PR #1784, opened 2019-07-30
Support Key ancestors in REST repo

### LINKED ISSUE #1773: Convertor for Key to String & vice versa
Problem: Unable to convert String to Key while using `spring-cloud-gcp-data-datastore-sample`

Basically I'm writing `InstrumentRepository` as below

```
public interface InstrumentRepository extends DatastoreRepository<Instrument, Key> {

}
```

which will allow datastore operations on Instrument Entity. 
https://github.com/spring-cloud/spring-cloud-gcp/blob/8f233f616e4647403177e49549e6aa081b108b8b/spring-cloud-gcp-samples/spring-cloud-gcp-data-datastore-sample/src/main/java/com/example/Instrument.java#L32-L35

But, Instrument entity has Key as type of `@Id` (shown above) since it is `@Descedent` of `Singer` Entity (Only Key types are allowed for descendants id)

So whenever I try to access/update using REST endpoint I get 

```
{
  "timestamp": "2019-07-27T10:03:44.846+0000",
  "status": 500,
  "error": "Internal Server Error",
  "message": "No converter found capable of converting from type [java.lang.String] to type [com.google.cloud.datastore.Key]",
  "path": "/api/instruments/Key%7BprojectId=demo-app,%20namespace=,%20path=%5BPathElement%7Bkind=instruments,%20id=5673082664517632,%20name=null%7D%5D%7D"
}
```

I thought of writing `CustomConvertor` which will implement `keyToString` & `stringToKey` methods from `com.google.appengine.api.datastore.KeyFactory` like below

```
    static final Converter<String, Key> STRING_TO_KEY_CONVERTER =
            new Converter<String, Key>() {
                @Override
                public Key convert(String s) {
                    return KeyFactory.stringToKey(s);
                }
            };
```

But then I come to know that `stringToKey` is not available in `com.google.cloud.datastore.KeyFactory`

Shall I add dependency for `com.google.appengine.api.datastore.KeyFactory` into my project? Will this be a good approach? 

Am I doing it wrong? Can someone suggest approach to get it done?

ChengyuanZhao:
fixes #1773 
Key converter for descendants Datastore REST

### DIFF
--- a/spring-cloud-gcp-autoconfigure/src/main/java/org/springframework/cloud/gcp/autoconfigure/datastore/DatastoreKeyIdConverter.java
+++ b/spring-cloud-gcp-autoconfigure/src/main/java/org/springframework/cloud/gcp/autoconfigure/datastore/DatastoreKeyIdConverter.java
@@ -1,0 +1,70 @@
+/*
+ * Copyright 2017-2019 the original author or authors.
+ *
+ * Licensed under the Apache License, Version 2.0 (the "License");
+ * you may not use this file except in compliance with the License.
+ * You may obtain a copy of the License at
+ *
+ *      https://www.apache.org/licenses/LICENSE-2.0
+ *
+ * Unless required by applicable law or agreed to in writing, software
+ * distributed under the License is distributed on an "AS IS" BASIS,
+ * WITHOUT WARRANTIES OR CONDITIONS OF ANY KIND, either express or implied.
+ * See the License for the specific language governing permissions and
+ * limitations under the License.
+ */
+
+package org.springframework.cloud.gcp.autoconfigure.datastore;
+
+import java.io.Serializable;
+import java.io.UnsupportedEncodingException;
+import java.net.URLDecoder;
+
+import com.google.cloud.datastore.Key;
+
+import org.springframework.cloud.gcp.data.datastore.core.mapping.DatastoreDataException;
+import org.springframework.cloud.gcp.data.datastore.core.mapping.DatastoreMappingContext;
+import org.springframework.data.rest.webmvc.spi.BackendIdConverter;
+
+/**
+ * A key converter that parses Key JSON from REST requests.
+ *
+ * @author Chengyuan Zhao
+ *
+ * @since 1.2
+ */
+public class DatastoreKeyIdConverter implements BackendIdConverter {
+
+	private final DatastoreMappingContext datastoreMappingContext;
+
+	/**
+	 * Constructor.
+	 *
+	 * @param datastoreMappingContext the mapping context.
+	 */
+	public DatastoreKeyIdConverter(DatastoreMappingContext datastoreMappingContext) {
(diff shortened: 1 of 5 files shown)


spring-cloud-gcp-autoconfigure/src/main/java/org/springframework/cloud/gcp/autoconfigure/datastore/DatastoreKeyIdConverter.java
```diff
@@ -0,0 +1,70 @@
...
+		}
+	}
+
+	@Override
+	public String toRequestId(Serializable serializable, Class<?> aClass) {
+		return ((Key) serializable).toUrlSafe();
+	}
+
+	@Override
+	public boolean supports(Class<?> delimiter) {
```
dmitry-s: why is it called `delimiter`?

ChengyuanZhao: honestly I don't know :/ 

The interface this implements names it that. In reality it  is the entity type.

meltsufin: lol, can we call it `type` like in the Spanner one?

spring-cloud-gcp-autoconfigure/src/main/java/org/springframework/cloud/gcp/autoconfigure/datastore/DatastoreKeyIdConverter.java
```diff
@@ -0,0 +1,70 @@
...
+	 * @param datastoreMappingContext the mapping context.
+	 */
+	public DatastoreKeyIdConverter(DatastoreMappingContext datastoreMappingContext) {
+		this.datastoreMappingContext = datastoreMappingContext;
+	}
+
+	@Override
+	public Serializable fromRequestId(String s, Class<?> aClass) {
+		try {
+			return Key.fromUrlSafe(URLDecoder.decode(s, "UTF-8"));
```
meltsufin: How do you know it will be `UTF-8`?
I would use `Charset.defaultCharset().name()` instead.

ChengyuanZhao: I didn't know that was an option; will do

spring-cloud-gcp-autoconfigure/src/main/java/org/springframework/cloud/gcp/autoconfigure/datastore/DatastoreKeyIdConverter.java
ChengyuanZhao: done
####
- GOAL OF THE EXERCISE -
Give the number of lines in the data above that include the word "done", with no other words.

- ANSWER -
2